In my algebra class we are discussing Noetherian rings, and the definition we were given is that a ring is Noetherian if every chain of ideals satisfies the ascending chain condition; that is, if $I_1\subseteq I_2\subseteq\cdots$, then there exists $n\in\mathbb{N}$ such that $I_n=I_{n+1}=\cdots$. But this to me seems to discount the possibility that we might have an uncountable chain of ideals.

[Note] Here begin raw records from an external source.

PR #3762, opened 2022-02-08
Add BucketOwner and Checksum for SchedulerDefinition

chenwany:
### Description of changes
* Add support for `SchedulerDefinitionS3BucketOwner` and `SchedulerDefinitionChecksum` when `SchedulerDefinition` is url.
* Add unit tests
* `SchedulerDefinitionChecksum` and `SchedulerDefinitionS3BucketOwner` is not allowed when SchedulerDefinition is not url
* `SchedulerDefinitionS3BucketOwner` is not allowed when SchedulerDefinition is not s3 url


scheduler_plugins/plugin_template/examples/cluster_configuration.yaml
```diff
@@ -10,6 +10,8 @@ Scheduling:
   Scheduler: plugin
   SchedulerSettings:
     SchedulerDefinition: <PLUGIN_DEFINITION>
+    SchedulerDefinitionS3BucketOwner: "012345678910"
+    SchedulerDefinitionChecksum: "0b33ca1576c6adbced3205ee2a1c270e424294e29576e8e92c9379a0fbc2924b"
```
demartinofra: we should not hardcode this here. Check how this is done in plugin_definition for the other artifacts. The upload_artifacts.sh script takes care of setting those values.

Also we should do the same for the Slurm plugin

cli/src/pcluster/schemas/cluster_schema.py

Is it not possible to have an uncountable totally-ordered set $\mathscr{A}$ and an ascending chain of ideals $\{I_\alpha:\alpha\in\mathscr{A}\}$? If it is possible, is the ascending chain condition actually that for every ascending chain of ideals $\{I_\alpha:\alpha\in\mathscr{A}\}$, there is an $\alpha_0\in\mathscr{A}$ such that $I_{\alpha}=I_{\alpha_0}$ for all $\alpha\geq\alpha_0$? Or is an ascending chain of ideals of a ring $R$ necessarily countable?
Best Answer
I think the added generality you ask about gives you back the same notion, nothing new.
Let's temporarily call a ring "Noetherian" if every countable ascending chain of ideals stabilizes, and a ring "strongly Noetherian" if every ascending chain (of possible uncountable number of) of ideals stabilizes, where stabilizes means exactly what you suggest: for an ascending chain of ideals $\{I_\alpha:\alpha\in\mathscr{A}\}$, there is an $\alpha_0\in\mathscr{A}$ such that $I_{\alpha}=I_{\alpha_0}$ for all $\alpha\geq\alpha_0$
I think noetherian and strongly noetherian are equivalent notions.
I think it's clear that every strongly noetherian ring is noetherian.
Now assume we have a noetherian ring and let's show it is strongly noetherian. Let $\{I_\alpha\}_{\alpha \in A}$ be a possibly uncountable ascending chain of ideals. Assume for contradiction that it did not stabilize, meaning, for every $\alpha \in A$, there is an $\beta \in A$ such that $I_{\alpha} \subsetneq I_{\beta}$. So pick some $\alpha_0 \in A$ (if $A$ is empty the chain stabilizes), then we get an $\alpha_1 \in A$, such that $I_{\alpha_0} \subsetneq I_{\alpha_1}$. Apply this reasoning again now to $\alpha=\alpha_1$ so there is $\alpha_2 \in A$ such that $I_{\alpha_1} \subsetneq I_{\alpha_2}$. And then by axiom of dependent choice we can continue and find a sequence $\alpha_3, \alpha_4, \ldots$ such that $$I_{\alpha_0} \subsetneq I_{\alpha_1} \subsetneq I_{\alpha_3} \subsetneq I_{\alpha_4} \cdots$$ i.e. a countable ascending chain that does not stabilize, contradicting the hypothesis that our ring was noetherian.